Defending Manolete Director Claims
This ruling empowers litigation funders like Manolete to pursue directors with aggressively and with vigor. Courts demand real-time compliance with creditor duties, treating even temporary financial distress as a trigger for liability. For directors, this creates a perilous position: funders are financially well resourced and are legally sophisticated for example exploiting extended limitation periods, while personal assets such as homes, savings, futures-hang in the balance.
Througg decades of succesful litigation experience we have developed litigation counterstrategies, dissecting claims for procedural flaws (e.g., missed deadlines, overstated valuations) and reframing directors’ decisions within commercial reality. Our team’s mastery of Insolvency Law defenses and direct experience negotiating with funders ensures swift de-escalation and optimal outcomes.
Directors facing Manolete’s machinery should seek immediate, tactical advice from specialists not general solicitors and counsel in order to dismantle claims at their weakest link. LexLaw’s battle-tested playbook turns Manolete’s aggressive monetisation into resolvable disputes.
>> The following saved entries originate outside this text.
PR #158, opened 2026-07-21
feat(observability): durable metric history, trend charts & trace exemplars

prisis:
Builds on the now-merged #149 (ctx.trace + ctx.metrics). Adds the durable/trend tier for `ctx.metrics`, rebased onto latest alpha.

## What's in it
- **Durable metric history** — a reserved SQLite table of per-minute `ctx.metrics` rollups on the ShardDO (mirrors `function-metrics.ts`: bounded retention, distinct-series cap, read clamp), surviving hibernation. New `getMetricHistory` admin RPC.
- **Trace exemplars** — every measurement is stamped with the recording dispatch's trace id (shard-owned); it rides onto the live buffer series and each history bucket.
- **Studio** — the Instruments table gains a **Trend** sparkline (from the durable history) and a **Trace** exemplar link that deep-links the Traces panel (one-shot `sessionStorage` handoff; `filterTraces` now matches `traceId`).

## Notes
- Squashed to one commit with the thermo-review fixes folded in (text-safe series key → also fixes the NUL bytes that shipped in #149's `metric-buffer.ts`, raw SQL handle so rollups don't pollute Query Insights, canonical `stableStringify` join key).
- Verified against latest alpha: DO 1163 tests, Studio 785 tests, both typecheck clean, prettier clean.

https://claude.ai/code/session_019M6G6CAoLVrQMxDYg7BWq2

## Summary by CodeRabbit

* **New Features**
  * Added durable per-minute metric history to power trend charts across sessions.
  * Added “trend” and “trace” columns to the Instruments table with sparklines and exemplar trace links.
  * Selecting a trace from Metrics now opens the Traces panel with the trace filter applied.
* **Improvements**
  * Trace search now matches full trace IDs (case-insensitive substring).
  * Metric exemplars now support drill-down from trends to the corresponding trace, when available.
* **Improvements**
  * Trend rendering is more resilient when history data is missing or incomplete.


prisis:
Pushed fixes for all review comments:
- **React Doctor** (sessionStorage in render, traces-panel): the exemplar hand-off is now read in a `useEffect` on mount, not the `useState` initializer.
- **CodeRabbit — carry the shard (Major):** `openTrace` now stashes `{ traceId, shardKey }`; the Traces panel seeds both its search and its shard on mount, so an exemplar from a non-root shard opens the right ring. Covered by a new test.
- **CodeRabbit — flat histogram mock (Minor):** `historyPoints` is now kind-aware (`sum = value * count` for histograms) so `checkout.ms` trends non-flat.
- Also rebased onto latest alpha (resolved the conflict) and regenerated api-snapshots.

prisis:
Ran a two-pass thermo review on the rebased branch and applied all findings:

**Code quality**
- **Structural (blocker):** moved the exemplar sessionStorage hand-off out of the *pure* `trace-geometry.ts` into a new `lib/trace-handoff.ts` built on the existing guarded `lib/browser-storage` accessors (a sibling of `lib/shard-history.ts`). `trace-geometry` is pure again and metrics-panel no longer imports a geometry module.
- **DRY:** collapsed `pointValue`/`metricHeadline` into one `projectByKind` so a series' headline and its sparkline point provably agree.

**Correctness**
- **Medium (hot-path write cost):** `recordMetricHistory` now fast-paths the in-minute repeat — an existing `(series, minute)` bucket costs one point-lookup + upsert, and the distinct-series cap scan + retention trim run only when a *new* bucket appears (≈ once per series per minute). Documented that a tight metrics loop should still pre-aggregate.
- **Low:** `readPendingTraceFilter` now type-checks `shardKey` too, so a tampered non-string can't reach the panel and crash `.trim()`.

Reviewers independently confirmed the three earlier review items are resolved, wire contracts are in lockstep, and exemplar trace ids are server-stamped only (not caller-injectable). Local: do 1163, studio 787, typecheck + api:check clean.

FAQ on Directors Duties Cases
Why is this case significant for insolvency law?
It clarifies that directors cannot shield themselves via “circularity” arguments when claims are assigned to third parties, such as Manolete, ensuring accountability even where connected creditors dominate.
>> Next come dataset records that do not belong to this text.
PR #185, opened 2026-07-25
perf(replica): add benches and speed up diff apply

prisis:
Surveys every package for CPU-bound hot paths that warranted benchmarks, adds suites where they were missing, and fixes the slow code the new numbers exposed.

## Benchmarks added

Five packages that had none: `@lunora/replica`, `@lunora/sql-store`, `@lunora/db`, `@lunora/advisor`, `@lunora/errors`. Each is wired exactly like the existing suites — `vitest.bench.config.ts` off the shared `getBenchConfig`, a `test:bench` script, `__bench__` in the tsconfig include, and the eslint test-file relaxations extended to benches. `vis run test:bench` now resolves 20 targets, so the CodSpeed workflow picks them up with no change to CI.

Packages deliberately left without benches: thin IO wrappers (`bindings`, `browser`, `hyperdrive`, `ai`, `mcp`, `x402`, `notify`, `queue`, `container`), build-time-only tooling (`config`, `vite`), and `studio` (UI). Benching those would measure the network or the harness, not our code.

## Performance fixes

| Change | Result |
|---|---|
| `applyDiffs` copied the row map once per diff — N+1 copies for N diffs — while its docstring claimed the opposite | **50x** faster on a 64-diff catch-up replay |
| `deriveInsertId` ran 64-bit FNV-1a over `BigInt`, allocating a heap object per character; now four 16-bit limbs in plain numbers | **~5x** on the hash, bit-identical digests |
| `v.array` built its result with `Array.from({ length })`, which has no V8 fast path | its own bench went from **6.46x slower** than the naive baseline to 1.05x faster |

The `v.array` case is worth calling out: `parse-hotpath.bench.ts` had been reporting the "optimized" parser as ~6x slower than the baseline it replaced. The number was sitting in the repo, correct, and unread.

## A correctness bug, found on the way

`@lunora/replica`'s canonicalizer sorted object keys with `localeCompare`, which resolves against the runtime's default locale and ICU version. Two clients in different locales derived **different** ids for the **same** row and diverged — precisely the failure `deriveInsertId` exists to prevent (REPLICA-05). Keys now sort by UTF-16 code unit, as canonical-JSON schemes specify.

**This changes derived ids** for id-less inserts whose keys sorted differently under the two orderings — broader than "mixed-case keys": punctuation and separators (`a-b` / `a_b`), and non-ASCII (`"é"` now sorts after `"z"`). Those ids were already environment-dependent, nothing in the repo persists them, and all three exports are `@experimental` — so this is a release note, not a migration.

## What the review changed

`/thermos` ran over the branch. Its most useful finding was structural: the hotpath bench measured two optimizations with one number. Splitting them apart showed that **the streaming canonical-JSON encoder I had written was not an optimization at all** — on its own it is ~2x *slower* than the canonicalized-copy + native `JSON.stringify` form it replaced, because `JSON.stringify` is a native fast path JS string building cannot beat. The end-to-end 3x was the limb hash carrying a slower encoder.

So the encoder is reverted. The rejected version stays in the bench as a labelled baseline, so the decision is re-checkable rather than folklore. Reverting it also deleted the entire `JSON.stringify`-parity risk surface (no hand-rolled escaping, no re-implemented `undefined`/`toJSON` rules) and with it a latent collision bug the review caught independently: pushing raw parts into an array meant a non-string `table`/`id` arriving from untyped wire JSON contributed *nothing* to the digest, so two distinct diffs derived the same row key. Interpolation coerces; a test pins it.

A second review round caught the same class of problem one level down: the benches were measuring hand-copied duplicates of the functions they guard, and the copy had already drifted. Exporting the real `fnv1a64Hex` / `canonicalizeForHash` and repointing benches and tests at them moved the hash claim from ~8x to a measured ~5x. That round also found the identical `localeCompare` determinism bug 200 lines away in `event-log-do.ts`, on the idempotency-fingerprint path — where two DO instances on different ICU builds would fingerprint one batch differently and reject a legitimate retry as a conflict. Fixed.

What constitutes a transaction at undervalue?
Under s.238 IA 1986, transfers for no consideration or significantly less value than received, made two years pre-insolvency if the company was already or became insolvent.
How does this affect litigation funders?
Assignees can recover the full loss caused by breaches, incentivising enforcement of directors’ duties and supporting insolvency processes.
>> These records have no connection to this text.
PR #189, opened 2026-07-25
feat(otel): close otel-cf-workers gaps and add wide events

prisis:
Closes the gaps between our OpenTelemetry support and [`evanderkoogh/otel-cf-workers`](https://github.com/evanderkoogh/otel-cf-workers), and adds a wide-event API for instrumenting a request without drowning in log lines.

## Why

An audit against `otel-cf-workers` turned up 11 gaps. Alpha has since closed two of them independently and better than the original plan did — resource attributes (incl. runtime detection) and inbound `traceparent` adoption — **so this PR builds on that work rather than duplicating it**. What remains:

| Gap | Fix |
|---|---|
| One HTTP subrequest per span/log/metric | Batching exporter, one request per signal per invocation |
| Only the `fetch` path traced | `queue()` / `scheduled()` / DO `alarm()` / socket frames all get a root span |
| Nothing below the dispatch span | Opt-out auto-instrumentation for `ctx.db` and `ctx.fetch` |
| No outbound trace context | `ctx.fetch` injects `traceparent` naming the span it records |
| Everything `SPAN_KIND_INTERNAL` | `kind`, plus span events, links and `recordException` |
| No redaction seam | `postProcessor` |
| Head sampling only | Real `tailSampler` — the buffer is what makes it possible |
| No `@opentelemetry/api` interop | New `@lunora/server/otel` subpath |

## The subrequest problem

`otlpSink` buffered nothing — every span, log line and metric was its own `fetch`. A Worker is capped at 50 (free) / 1000 (paid) subrequests per invocation, so a well-instrumented handler could spend the budget its own business logic needs. Now events buffer and ship as one request per signal, flushed at each invocation boundary via `ObservabilitySink.flush`.

Buffering is also what makes **tail** sampling possible: by flush time a trace has settled, so `tailSampler` can keep it on "anything failed or ran slow", and a dropped trace takes its correlated log records with it instead of leaving orphans.

A flush window is grouped by **resource** before wrapping — with `detectResources` on, two requests in one window can carry different host attributes, and an envelope has exactly one resource.

## Wide events (`ctx.span`)

```ts
ctx.span.setAttributes({ "user.plan": user.plan, "cart.items": cart.length });
const payment = await charge(cart);
ctx.span.setAttributes({ "payment.provider": payment.provider });
if (payment.retried) ctx.span.addEvent("payment.retried", { attempts: payment.attempts });
```

`ctx.span` is a handle on the span the request **already** emits. Facts accumulate across the dispatch and export as one OTel Event record (`event.name: "lunora.dispatch"`), so cost is flat however much you attach, and "p99 checkout latency for pro-plan users with >10 items" is one filter rather than a join across log lines.

It's a log record rather than span attributes because the DO's dispatch span shares its span id with the runtime's SERVER span — exporting both would put two partial spans with identical ids on the wire.

`ctx.log.event(name, fields)` adds the discrete-event counterpart (`LogRecord.eventName` **and** the `event.name` attribute, so old and new collectors both understand it).

## `ctx.db` instrumentation is tiered

Defaulting to on required a mode that can't blow up a trace:

- **`"summary"`** (default) — flat-cost counters (`db.calls`, `db.duration_ms`, per-op breakdown) folded onto the wide event. No new spans, no new records, cost independent of call count.
- **`"spans"`** — full waterfall, capped per dispatch, reporting `db.spans_truncated` rather than silently truncating.
- **`"off"`** — returns the db untouched (identity, not a proxy).

## `@lunora/server/otel`

`createOtelTracer(ctx)` returns a real OTel `Tracer` whose spans **are** `ctx.trace` spans, so a library instrumented against `@opentelemetry/api` (e.g. the AI SDK's `experimental_telemetry.tracer`) stops emitting into the Worker's no-op global provider. The two lifetime models are bridged by suspending the `ctx.trace` body on a promise that `end()` resolves.

No ambient context: tracking a current span across `await`s needs `AsyncLocalStorage`, which DOs avoid — so spans parent to the dispatch and the tracer is passed explicitly. Flatter than a full SDK, never wrong, never lost. Shipped as a **subpath, not a package**: 400 lines don't warrant their own release stream, and an **optional** peer dependency is how this repo already handles third-party integrations (`@lunora/ai`, `@lunora/payment`, `@lunora/hyperdrive`). Nothing installs `@opentelemetry/api` unless it imports the subpath, and the separate packem entry keeps it out of the main `@lunora/server` bundle. It's a *peer* rather than a dependency because the API keeps a module-global registry — a second copy would silently split it.

## Compatibility

No breaking changes. Batching is on by default (`batch: false` restores per-event POSTs); `traceFetch` and `instrumentDatabase` are opt-out; `ctx.span` / `ctx.log.event` are additive. Alpha's `resourceAttributes` bag keeps working and the loose 4-arg `wrapResource*` call sites are unchanged.

## Verification

Repo-wide `lint:types`, `lint:eslint`, `lint:prettier` clean; `pnpm run test` green across all 50 projects. New tests cover batching, tail sampling (including that a dropped trace takes its logs), post-processor fail-open, span kind/events/links, the traced fetch (header names the recorded span; query string stripped from `url.full`), db instrumentation tiering and its cap, wide events end-to-end via the harness, and the bridge.

## Summary by CodeRabbit

* **New Features**
  * Added richer tracing APIs: request-level `span` access plus span events, links, and exception recording; `SpanOptions`/`SpanKind` support.
  * Added `ctx.log.event(name, fields?)` for structured, named log events.
  * Added automatic database telemetry instrumentation (`off`/`summary`/`spans`) and outbound `fetch` tracing with optional `traceparent` propagation.
  * Improved trigger/worker observability with guaranteed telemetry flushing and wider event export; also supports traced queue/cron handling.
  * Enhanced OTLP exporting with buffered tail sampling and configurable post-processing.
  * Added testing-harness support for recording and retrieving wide dispatch span data.
* **Documentation**
  * Expanded bundled third-party license details (including OpenTelemetry/Apache 2.0).


prisis:
Addressed all review findings. Summary of what changed and why:

**🔴 `combineSinks` didn't forward `flush`** — correct and the most important one. This was a regression introduced when I ported the work onto `alpha`: the original branch had the flush fan-out, and re-authoring `otlpSink` onto alpha's `otlp-export.ts` structure lost it. Any batching sink wrapped through `combineSinks` — the pairing this module's own docs recommend — never received the invocation-boundary flush, so its buffer died with the isolate. `fanOut` now takes an argument list, because `flush(context)` puts the context first while the four `on*(event, context)` hooks put it second; a fixed shape would have handed `flush` an undefined context. Added two regression tests so it can't silently come back.

**🟠 `dispatchSpans` keyed by `traceId` alone** — correct, and a genuine data-loss bug. `resolveTraceAnchor` takes `traceId` from the inbound `traceparent`, so two concurrent RPCs under one client trace shared an entry: wide events merged and whichever dispatch finished first deleted the other's. Now keyed by `${traceId}:${rootSpanId}`. Your framing of *why* `traceSampling` is fine keyed by `traceId` — a sampling verdict is per-trace, a wide event is per-dispatch — is exactly right and is now the doc comment on the key helper.

**🟠 `"summary"" mode made every db-touching dispatch look like a wide event** — correct, and it defeated the root-span gate I'd documented as deliberate. `publishTally` wrote through `ctx.span`, which materialises the collector, so with `"summary"` as the default nearly every request fired the gate and exported a `lunora.dispatch` record for handlers that instrumented nothing. Took your first suggestion: the tally now lands on a separate slot on the dispatch entry that enriches a root span being recorded anyway, but never causes one. An uninstrumented handler emits nothing extra again.

**🟡 Head sampling silenced low-frequency triggers** — correct. Trigger events no longer ride the ratio at all; volume is inherently low and a ratio tuned for request traffic hid most fires of an hourly cron, which is the blind spot the wrapper exists to close.

**🟡 OTel `Exception` object form lost its message** — correct, applied your normalisation.

**🟡 Detached JSDoc blocks** — correct, all four reattached (member reordering for `member-ordering` had orphaned them). Also corrected two doc comments that had gone stale against the tally change.

**CodeQL: dead `ok` write** — correct. Declaring it `boolean | undefined` traded the dead write for a TS "used before assigned" error, so I removed the variable instead: it was exactly `error === undefined` on every path, since a non-2xx response sets `error` just as a throw does.

**Nitpicks** — both applied: extracted `sinkContextFor` so the two invocation boundaries share one shape, and removed the duplicated `parentSpanId` assignment in `otlp-export.ts`.

**One more found while reviewing your harness comment**, which was also right: the harness `recordException` omitted `exception.stacktrace`, so wide-event tests passed against a narrower record than production ships. Fixed with an assertion covering it. The remaining divergence is documented inline — production prefers a `LunoraError`'s stable `code` via `toErrorType`, which isn't exported from `@lunora/do`; for a plain `Error` the two agree.

Verification: repo-wide `lint:types`, `lint:eslint`, `lint:prettier` clean; `pnpm run test` green. Two `studio` `logs-panel` tests flake under the loaded parallel run — `packages/studio` is byte-identical to `alpha` on this branch and they pass 29/29 in three consecutive isolated runs, so that's pre-existing timing flake in `waitFor` + virtualization assertions, not a regression here.

prisis:
Correcting my earlier claim: I had **not** addressed everything. The 7 inline threads were fixed and are resolved, but I missed two later signals. Both are now fixed in `9f8e8ade`.

### 🟠 Security: redaction failed open

The third review flagged that `postProcess` returned the event **unmodified** when a hook threw. I'd written that fail-open deliberately and defended the reasoning — "a redaction bug should show as un-redacted data rather than as silence." That's right for observability in general and wrong for this hook specifically: `postProcessor` exists to strip PII before telemetry leaves for a third-party collector, and `error.message` routinely carries user input. A dropped span is a monitoring gap you notice; a leaked payload is an incident you can't retract. It now **fails closed**, and the test that asserted the old behaviour is inverted rather than deleted.

### ❌ Two CodSpeed regressions, both self-inflicted

I hadn't looked at the performance report at all. Both regressions were mine:

**`broadcastWhisper to 128 members` −31%** — I'd wrapped `webSocketMessage` in `withTriggerTrace`, which mints a trace anchor per frame (two `crypto` draws plus hex encoding) on a path with unbounded frequency. Removed there. The trade was poor regardless: a frame's work is a subscription re-evaluation already attributable to the RPC that wrote the data. `alarm` keeps the wrapper — low frequency, genuinely un-attributable background work, which was the blind spot actually worth closing.

**`rankPage hydration` −17%** — two causes. The db tally was published per call, rebuilding a `LogFields` object and doing a map lookup on *every query*; the shard now reads a plain counter object once at the dispatch boundary, so a query pays only integer increments. This is closer to what the original review suggested ("publish the tally once at the dispatch boundary") than my first attempt was. Separately, both `makeDispatchSpan` and the tally touched `dispatchSpans` eagerly on every `buildCtx` **even with no sink configured** — so a deployment exporting no telemetry was paying for it. Both now bail when nothing is collecting.

Please re-run CodSpeed to confirm; local wall-clock isn't comparable to its simulated instruction counts, so I'm not claiming the numbers, only that the per-call and per-frame work is gone.

Verification: repo-wide `lint:types`, `lint:eslint`, `lint:prettier` clean; `do` 1223, `runtime` 708, `server` 430, `codegen` 864, `testing` 90 all passing after merging the latest `alpha`.

prisis:
Swept every review signal on this PR against the current code. All 7 inline threads and both outside-diff findings were already fixed and resolved; **one nitpick was still genuinely open**, and it's now addressed in `a746e5be`.

### 🔵 Make tail-sampler failures observable and bounded

You were right that this one was invisible. `applyTailSampler` caught a throwing sampler, set `verdict = true`, and said nothing — so a broken predicate and a permissive one are indistinguishable at runtime: every trace is kept either way, and the only symptom is a collector bill nobody can account for.

Now reported to `console.error`, bounded on **both** axes:

- **Once per flush window.** The catch is per trace, so a window holding 50 traces would have emitted 50 identical lines. Failures are accumulated and reported once, carrying the first error and the affected trace count.
- **Five times per sink instance.** A sampler that throws throws on *every* window, so an unbounded diagnostic becomes exactly the log volume tail sampling exists to hold down — on a hot Worker it would outweigh the telemetry it's complaining about. The fifth line says it's going quiet. The counter lives on the sink rather than the module, so a fresh isolate reports again and a persistently broken sampler stays visible over time instead of being silenced permanently by the first burst.

### On fail-open vs. the configurable fail-closed policy

Kept fail-open, and wrote the reasoning down next to the catch instead of leaving it as a one-line assertion — because the PR now has the two hooks failing in *opposite* directions and that deserved an explanation:

`postProcess` fails **closed** because it guards PII, and a leaked payload can't be retracted. `tailSampler` fails **open** because it can only mis-judge volume, and dropping the trace deletes the evidence of whatever the sampler choked on. There's a sharper argument against fail-closed here too: a sampler that throws on the pathological traces — a cyclic attribute, a huge error message — would erase precisely the traces most worth keeping.

I didn't add the configurable fail-closed option. A config flag would imply `tailSampler` can be a volume *guarantee*, and it can't be: it's user code in the request path, and the only enforcement that survives a bug in it lives at the collector. The option's doc now says that outright rather than leaving a reader to infer a bound the hook can't offer.

Two regression tests: one asserts a 3-trace window reports once (not three times), one drives 12 flush windows and asserts it stops at 5 with the silencing notice.

**Verification:** `@lunora/runtime` 741 tests passing, `lint:types` / `lint:eslint` / `lint:prettier` clean. Extracted `groupByTrace` out of `applyTailSampler` along the way — the added branch pushed it past the `sonarjs/cognitive-complexity` ceiling.

The last CodeRabbit run was cut short by a review rate limit, so `9f8e8ade..a746e5be` hasn't been looked at yet — @coderabbitai full review when you have budget.

prisis:
CI is green apart from CodSpeed, and the two lint gates that were red are fixed in `9061c0dd`:

- **`Lint (package.json sort)`** — the `@opentelemetry/api` optional peer left `engines` above `peerDependencies`/`peerDependenciesMeta` in `packages/server/package.json`. Exactly the trap AGENTS.md documents: that job is the only thing in CI that sees key order, so it went green locally and red here. Pure key reorder, no value changes.
- **`Lint (api surface)`** — the wide-event work is a real public API addition that was never snapshotted (`SpanKind`, `SpanLink`, `SpanOptions`, `LunoraWideEvent`, across server/do/runtime/testing and the `lunorash` re-exports). Refreshed via `api:update`. I checked the diff for breakage rather than assuming: of 194 lines, only four are non-additive, and all four are backward-compatible widenings — `ContextTracer`/`LunoraTracer` widen their third parameter from `LogFields` to `LogFields | SpanOptions`, and the protected `recordUserLog` gains two *optional* trailing parameters. The no-breaking-changes claim holds.

## The CodSpeed report

**The two regressions I introduced are gone.** `broadcastWhisper to 128 members` (−31%) and `rankPage hydration` (−17%) are both back in the untouched set, so removing `withTriggerTrace` from `webSocketMessage` and moving the db tally to the dispatch boundary did what they were meant to.

**The one remaining regression is not from this PR.** `deep mixed stack` (−18.54%) lives in `packages/fingerprint/__bench__/fingerprint-stack.bench.ts`, and the benchmarked code is untouched:

- This PR changes **zero** files under `packages/fingerprint/`. `git diff origin/alpha HEAD -- packages/fingerprint/` is **empty** — the package is byte-identical to `alpha`.
- `@lunora/fingerprint` is genuinely zero-dep, as documented. Its only imports are `./sha256`, `./superlog` and `./lunora`. It reaches nothing in `shared/`, so the four `shared/*` files this PR does touch (`otlp.ts`, `otlp-batch.ts`, `log-event.ts`, `span-event.ts`) cannot be in its path.

CodSpeed footnotes the cause itself: *"No successful run was found on `alpha` (aa7abe6) during the generation of this report, so 49b10ad was used instead as the comparison base. There might be some changes unrelated to this pull request in this report"* — alongside the *"Different runtime environments detected"* warning. And `packages/fingerprint` is also unchanged between `49b10ad` and real `alpha`, so the substitute base doesn't explain it as a genuine delta either. Identical code measured across different runners is the whole story.

So this needs an acknowledgement on CodSpeed rather than a code change — I've left it rather than acknowledging it, since that's your call. Happy to re-run the benchmarks first if you'd prefer a clean comparison against a real `alpha` baseline before dismissing it.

What defences are available to directors in similar cases?
Proving payments served creditor interests or disputing insolvency timing. However, subjective beliefs must align with objective financial realities. Always obtain legal advice from expert Director Defence Solicitors & Barristers.
Can shareholders ratify breaches during insolvency?
- No. Sequana confirms ratification is invalid if the company is insolvent or nearing insolvency.
If my company is dissolved, can Manolete still pursue me personally for historic transactions?
Yes, dissolution does not shield directors from claims arising from pre-dissolution conduct. The Insolvency Act 1986 allows funders to revive claims via restoration of the company to the register (s.1030), even years later. LexLaw counters this by challenging restoration applications on proportionality grounds and exploiting gaps in Manolete’s documentary trail.
Does Manolete’s litigation funding model give them unfair leverage in negotiations?
Funders like Manolete exploit asymmetric risk tolerance: they deploy pooled capital to pressure directors into settlements, knowing most lack resources for protracted trials. We help neutralise this, for example by:
- Leveraging CPR 31.16 to seek pre-action disclosure, weakening Manolete’s “ambush” tactics.
- Filing strike-out applications for claims exceeding the 6-year limitation period (IA 1986, s.240).
- Demanding transparency on funding terms to expose conflicts of interest.
Can I argue that repaying a claim would indirectly benefit me as a shareholder, reducing my liability?
Courts may reject “circularity” defences unless 100% identity exists between defendants and creditors. For example, if you own 60% of a creditor entity, 40% of the claim remains enforceable. LexLaw can help mitigate this via:
- Forensic accounting to isolate “non-recoverable” portions of claims.
- Applying Re HLC Environmental Projects Ltd to cap liabilities where third-party creditors are involved.
- Negotiating phased settlements that account for diluted ownership structures.